Division of Pulmonary and Critical Care Medicine, Johns Hopkins School of Medicine, Baltimore, MD, 21224, USA.
Adv Exp Med Biol. 2010;661:109-22. doi: 10.1007/978-1-60761-500-2_7.
The transient receptor potential (TRP) gene superfamily, which consists of 7 subfamilies with at least 28 mammalian homologues, is known to encode a wide variety of cation channels with diverse biophysical properties, activation mechanisms, and physiological functions. Recent studies have identified multiple TRP channel subtypes, belonging to the canonical (TRPC), melastatin-related (TRPM), and vanilloid-related (TRPV) subfamilies, in pulmonary arterial smooth muscle cells (PASMCs). They operate as specific Ca(2+) pathways responsive to stimuli, including Ca(2+) store depletion, receptor activation, reactive oxygen species, growth factors, and mechanical stress. Increasing evidence suggests that these channels play crucial roles in agonist-induced pulmonary vasoconstriction, hypoxic pulmonary vasoconstriction, smooth muscle cell proliferation, vascular remodeling, and pulmonary arterial hypertension. This chapter highlighted and discussed these putative physiological functions of TRP channels in pulmonary vasculatures. Since Ca(2+) ions regulate many cellular processes via specific Ca(2+) signals, future investigations of these novel channels will likely uncover more important regulatory mechanisms of pulmonary vascular functions in health and in disease states.
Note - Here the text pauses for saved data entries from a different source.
PR #5666, opened 2024-08-23
POST AuthV4

ghost:
Bump vaultclient, this will use POST by default when issuing AuthV4 internal requests (verifySignatureV4) with a security token (unbounded) or request contexts (same, but here it authorizes as well).

Fixes issues when any of those is too long for the backend to handle (as nodejs imposes max lengths for the http GET requests).

-> No new branch for now, as there is no breaking change in this service, but only vaultclient...

### DIFF
--- a/package.json
+++ b/package.json
@@ -1,6 +1,6 @@
 {
   "name": "@zenko/cloudserver",
-  "version": "8.8.30",
+  "version": "8.8.31",
   "description": "Zenko CloudServer, an open-source Node.js implementation of a server handling the Amazon S3 protocol",
   "main": "index.js",
   "engines": {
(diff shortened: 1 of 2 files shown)


welansari (approved):

package.json
```diff
@@ -47,7 +47,7 @@
     "utf-8-validate": "^5.0.8",
     "utf8": "~2.1.1",
     "uuid": "^8.3.2",
-    "vaultclient": "scality/vaultclient#8.3.20",
+    "vaultclient": "scality/vaultclient#f53bc147c433212f2c2a5ea1d4b8d01668b7f4ef",
```
KillianG: Dont forget to change that

KillianG (approved):

PR #5678, opened 2024-09-06
Fix handling of archived object replacement

francoisferrand:
- The `delete` oplog entry must not be generated when putObject is used
to restore the object: otherwise a GC request will be sent to cold
backend, and the object will never be expired.
- The `originOp` of the (new) metadata should not be affected:
"s3:ReplaceArchivedObject" should only be set on the extra `delete` op
in the oplog.

Issue: CLDSRV-560

### DIFF
--- a/lib/api/apiUtils/object/createAndStoreObject.js
+++ b/lib/api/apiUtils/object/createAndStoreObject.js
@@ -193,11 +193,6 @@ function createAndStoreObject(bucketName, bucketMD, objectKey, objMD, authInfo,
         metadataStoreParams.oldReplayId = objMD.uploadId;
     }
 
-    if (objMD && !bucketMD.isVersioningEnabled() && objMD?.archive?.archiveInfo) {
-        metadataStoreParams.needOplogUpdate = true;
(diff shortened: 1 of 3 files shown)


lib/api/apiUtils/object/createAndStoreObject.js
```diff
@@ -273,6 +268,9 @@ function createAndStoreObject(bucketName, bucketMD, objectKey, objMD, authInfo,
             if (isPutVersion) {
                 const options = overwritingVersioning(objMD, metadataStoreParams);
                 return process.nextTick(() => next(null, options, infoArr));
+            } else if (!bucketMD.isVersioningEnabled() && objMD?.archive?.archiveInfo) {
```
ghost, line 271: Maybe a good candidate for a unit test... It's a very sensitive function

ghost (approved):

benzekrimaha (approved):

lib/api/apiUtils/object/createAndStoreObject.js
francoisferrand: not sure unit test is the right place, but definitely a gap here → I created CLDSRV-561

PR #5683, opened 2024-10-01
Keep original MPU object etag after restore

welansari:
When restoring an MPU, the object data might be PUT with a different number of parts, which in turn changes the etag of the object as it is calculated based on the etag of each uploaded part.

We now keep the same etag in case of a restore to avoid breaking the expiration of the restored object as it checks the etag of the object before expiting.

The new etag is kept in the metadata of the object and can be viewed with a head-object operation when passing the `x-amz-scal-archive-info` header.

瞬时受体电位 (TRP) 基因超家族由至少 28 种哺乳动物同源物组成的 7 个亚家族组成,已知其编码具有多种生物物理特性、激活机制和生理功能的各种阳离子通道。最近的研究在肺动脉平滑肌细胞 (PASMC) 中鉴定了多种属于经典 (TRPC)、melastatin 相关 (TRPM) 和香草素相关 (TRPV) 亚家族的 TRP 通道亚型。它们作为特定的 Ca(2+) 途径发挥作用,对刺激物有反应,包括 Ca(2+) 储存耗竭、受体激活、活性氧、生长因子和机械应激。越来越多的证据表明,这些通道在激动剂诱导的肺血管收缩、低氧性肺血管收缩、平滑肌细胞增殖、血管重塑和肺动脉高压中发挥关键作用。本章重点介绍并讨论了 TRP 通道在肺血管中的这些假定的生理功能。由于 Ca(2+) 离子通过特定的 Ca(2+) 信号调节许多细胞过程,因此对这些新型通道的未来研究可能会揭示肺血管功能在健康和疾病状态下的更多重要调节机制。